**Assigned task:** Go through the data and copy every line in which "files" appears.

(Data to process Opens)

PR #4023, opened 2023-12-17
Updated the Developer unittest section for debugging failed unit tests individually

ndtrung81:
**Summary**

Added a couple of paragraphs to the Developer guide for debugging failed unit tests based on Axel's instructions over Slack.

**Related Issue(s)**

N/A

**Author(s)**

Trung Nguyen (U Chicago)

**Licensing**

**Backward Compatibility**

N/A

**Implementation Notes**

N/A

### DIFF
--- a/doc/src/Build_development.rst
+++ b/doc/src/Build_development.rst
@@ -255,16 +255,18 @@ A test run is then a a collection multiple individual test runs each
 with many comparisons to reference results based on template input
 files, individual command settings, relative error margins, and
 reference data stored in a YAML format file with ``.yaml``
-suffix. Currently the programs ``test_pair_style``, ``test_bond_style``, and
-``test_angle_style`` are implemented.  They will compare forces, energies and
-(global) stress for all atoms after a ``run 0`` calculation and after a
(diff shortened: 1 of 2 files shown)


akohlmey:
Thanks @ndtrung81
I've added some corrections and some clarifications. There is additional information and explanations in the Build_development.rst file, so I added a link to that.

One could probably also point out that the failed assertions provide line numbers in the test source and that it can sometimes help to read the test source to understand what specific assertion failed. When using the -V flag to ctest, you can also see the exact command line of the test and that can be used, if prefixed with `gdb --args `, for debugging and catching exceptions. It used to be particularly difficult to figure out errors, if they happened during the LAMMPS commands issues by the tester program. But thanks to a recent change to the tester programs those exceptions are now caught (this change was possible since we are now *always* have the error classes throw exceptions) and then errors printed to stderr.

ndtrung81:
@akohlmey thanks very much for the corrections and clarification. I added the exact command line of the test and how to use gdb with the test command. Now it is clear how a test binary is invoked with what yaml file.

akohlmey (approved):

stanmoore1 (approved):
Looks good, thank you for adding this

(Data to process Closes)

**Response box:**
 files, individual command settings, relative error margins, and
(diff shortened: 1 of 2 files shown)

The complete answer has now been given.